世上永远不缺一类人,他们自以为是,想法片面,他不认同的就是不合理的,甚至是肮脏龌龊的,而被他辱没唾弃的人有些选择不予理会,认为这类人不可理喻,可也有人不甘被辱。
周展耳力过人,闻言倏地瞪了过去,恶声恶气道:“关你毛事?用的着你恶心?闲的蛋疼玩蛋去,别他妈满世界找抽!”
池洋揉着狗熊的大脑袋劝:“乖,别跟他们打嘴架,放我下来,我去弄死他。”
这两口子一个人高马大武力值过人,一个嘴毒手黑时不时犯病,都不是好惹的,俩说闲话的知情识趣闭上嘴逃命去了。
池洋打了个哈欠,抱怨道:“怎么一辆车都没有?”
周展骂:“都他妈过去八辆车了,你不让上,非站路边招人嚼舌头。”
池洋立即倒打一耙:“我都说了走回去,你犯懒不想动。”
周展继续骂:“放屁!十几公里走回去,你当我是驴啊?”
池洋再度跳频,疑道:“小宁儿他们呢?”
“小七说咱才下楼没一会儿那两口子就急吼吼的走了,火烧屁股一样,多半是赶着滚床单去了,老张……哎,有车了。”周展迈步就往徐徐停靠的出租车那里跑,背上背个将近一米八的大男人跑的虎虎生风,俩空手等车的小伙子愣是没抢过他。
两口子顺利的上了出租车,池洋嗨累了,靠着周展睡了一路,经过这番养精蓄锐,到家冲个澡又活力四射了。
周展从浴室出来,就见卧室里光线昏暗暧昧,HIFI音箱播放着低缓煽情的曲子,池洋站在窗户前,上身一件深紫色的丝质衬衫,下面是平整合身的黑色西裤,手里拿杯红酒,背影既高贵又优雅,还透着那么一点若有似无的神秘感。
周展来到他身后,伸手环住他的腰,用鼻尖蹭了蹭他的脖子,池洋轻笑一声,慢慢的转回头。
周展猛地向后一步:“我/操!”
池洋面无血色,红唇似血,两颗尖牙洁白尖锐:“跪下,你这卑贱的血奴!”
周展转身往外走。
池洋蹙眉:“你去哪?”
周展道:“你嗨大发了,我去给你拿药。”
池洋摘下尖牙往他后脑勺上一砸,骂骂咧咧:“你自己吃吧,没情趣的傻熊,老子睡觉去,不跟你丫玩了!”
周展放声大笑,将老妖孽扑在**:“你都作半宿了,不累吗?别动,让我亲亲……你脖子上擦什么了?啧,真苦。”
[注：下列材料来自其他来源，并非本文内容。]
PR #400, opened 2026-06-08
feat(server): relaxed durability levels behind a strict opt-in (#341, #379)

### LINKED ISSUE #341: [TASK] Implement the relaxed durability levels (interval / async) behind an explicit opt-in
Follow-up from #50 (PR #338, `docs/DURABILITY.md`). The durability CONTRACT and levels MODEL are specified; the relaxed levels are designed but NOT implemented (M2 was a design milestone). v1 ships only the safe `sync` level (ack-implies-durable, I2).

Implement the relaxed durability levels per `docs/DURABILITY.md` (owned by #6):
- `interval`: ack before the periodic fsync, bounded loss = `min(flush_interval_ms, flush_max_bytes)`; a #14 config knob, off by default.
- `async`/`none`: ack immediately, unbounded loss until the next fsync; behind an EXPLICIT data-loss acknowledgement, off by default, flagged as contrary to the safe default.
- Per-level worst-case-loss ASSERTIONS in the crash harness (the #55-extended harness can drive them once the levels exist).
- Wire the per-level `durability_level` config (#14) and the relevant metrics (#16).

The safe `sync` level stays the default. refs #50, #6, #14, #16.

### LINKED ISSUE #379: [TASK] Relaxed durability levels (none/interval) plus their observability and the none safety gate (#49 impl)
Carved out of #49 (closed for M1: the durability-observability DESIGN is complete in docs/DURABILITY.md, and the fsync-latency histogram ships). The implementation is blocked because v1 ships exactly ONE durable level (sync, ack-implies-durable) by deliberate design; none/interval are SPECIFIED-not-implemented (DURABILITY.md section 3), so the level-labeled metrics and the none-gate have nothing to gate yet.

Implement the relaxed durability levels (interval flush, none/async) behind an explicit opt-in, and with them the #49 observability: the durability_level metric label, the sticky power_loss_unsafe gauge, syncs_per_record / batch_fill / commit_queue_depth / oldest_unsynced_age, and the i_accept_power_loss_data_loss (async_loss_ack) fail-closed startup gate that refuses to relax durability without the explicit acknowledgement. Monotonic-clock sourced.

Refs #49, #6, #14.

ELares:
Closes #341
Closes #379

Implements the relaxed durability levels (`interval`/`async`/`none`) as a STRICTLY OPT-IN relaxation of I2. The default stays `sync`, so an operator who changes nothing keeps ZERO acknowledged loss on a power cut (the historical durable broker, byte-for-byte).

## Per-level ack semantics and the exact worst-case-loss bound
- `sync` (default): ack ONLY after the covering `fdatasync` returns. I2 holds. Worst-case acked loss on a power cut: ZERO.
- `interval`: ack after the page-cache `write()`; a background window forces an `fdatasync` every `flush_interval_ms` of MONOTONIC time (clock seam, so an NTP step never mis-fires it) OR after `flush_max_bytes` of unsynced record bytes, whichever first. Worst-case loss: BOUNDED by the SMALLER of the two triggers (at most one flush window of acked records).
- `async`: ack after the page-cache `write()`; fsync only opportunistically (a segment roll's seal or a clean shutdown). Worst-case loss: UNBOUNDED until the next such barrier (only the OS dirty-writeback window flushes the page cache).
- `none`: like `async` with NO periodic fsync; the only barriers are a segment roll and a clean shutdown. The LARGEST loss window.

## The safe default (the teeth test)
`commit_batch` is level-aware: under `sync` it issues the covering `fdatasync` before the actor releases the ack (I2). The engine durability suite proves a default broker loses NOTHING on a power cut (`the_default_level_is_sync_and_acks_only_post_fsync_zero_acked_loss`, `async_loses_the_unsynced_tail_on_a_power_cut_but_sync_loses_nothing_same_harness` runs sync and async over the SAME harness: sync recovers all, async loses the unsynced tail).

## The none/async safety gate
`async`/`none` REFUSE to boot without `--async-loss-ack` (fail-closed usage error, exit 1, naming the level, the waived I2 invariant, the worst-case loss, and the flag). `interval` with both flush triggers at 0 is also refused (it would silently degrade to `async`). When any relaxed level is active the broker logs a LOUD startup WARN that I2 is WAIVED, that it is NOT power-loss safe, and the worst-case loss for the active level.

## Observability (additive, frozen taxonomy re-pinned)
New GAUGES `ironbus_durability_level_info{level=...}`, `ironbus_durability_power_loss_unsafe`, `ironbus_durability_unsynced_bytes`. `FROZEN_METRIC_TYPES` extended and re-pinned; the resilience-counter taxonomy (`FROZEN_RESILIENCE_COUNTERS`) is untouched (a relaxed level is an opt-in, not a shed). The level + `power_loss_safe` are also in the materialized-config startup line. Both frozen golden tests stay green.

## I2 conditioned on sync
`INVARIANTS.md` now states I2 (ack-implies-durable) holds ONLY under `durability_level=sync`; the relaxed levels are the explicitly-labeled, off-by-default exception, each carrying its own weaker documented bound. The crash tests assert the documented bound per level, not zero loss.

## Engineering invariants
No new `unsafe`; no `unwrap`/`expect`/`panic` on the non-test paths; the new `ServeConfig` fields are consumed in the `#[cfg(not(unix))]` `cmd_serve` stub (the Windows `-D warnings` footgun). Local gate green: `cargo fmt --all -- --check`, `cargo clippy --workspace --all-targets -- -D warnings -W clippy::pedantic`, `cargo test --workspace` (1146 passed, 0 failed). No en/em dashes.


ELares:
Independent adversarial review APPROVE, no blockers, on the most safety-critical change of the set. The cardinal rule holds: the default is sync and acks only after fdatasync (zero acked loss, teeth-proven by reverting to ack-before-sync and watching the zero-loss + DLQ + recovery tests fail). Each level matches its documented bound (sync zero; interval <= the time/byte window, proven by a same-harness contrast; async/none = the last barrier), the storage layer separates the visible head from the durable synced head so the loss is real and bounded, async/none refuse to boot without --async-loss-ack and loudly warn (teeth-proven), I2 is conditioned on sync in INVARIANTS.md, the non-unix cmd_serve stub consumes all four new fields, and the three new durability gauges are additive + re-pinned in the frozen taxonomy. Merging.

“新香水,很难买的,你别都给舔着吃了!”池洋皱着眉推他,“起来,我要在上面……”
“好好,来吧。”周展可好说话了,翻身躺好,池洋如愿以偿的爬了上去,周展握着他的腰乐,“你上天也是个被压的,在上面还累,你图什么许的?”
老妖孽把眼一瞪:“我乐意,我不嫌累,你有意见?”
“没意见,你上天我都没意见。”周展笑着压住他的后脑勺,先亲个嘴再说。
老妖孽挣扎着直起身来,不痛不痒的甩了他个耳光:“老实点,你这卑贱的血奴!”
周展强忍笑意:“嗯嗯,我卑贱,你高贵。”
明天不上班,你撒开了作吧,别搂着,有你老实的时候。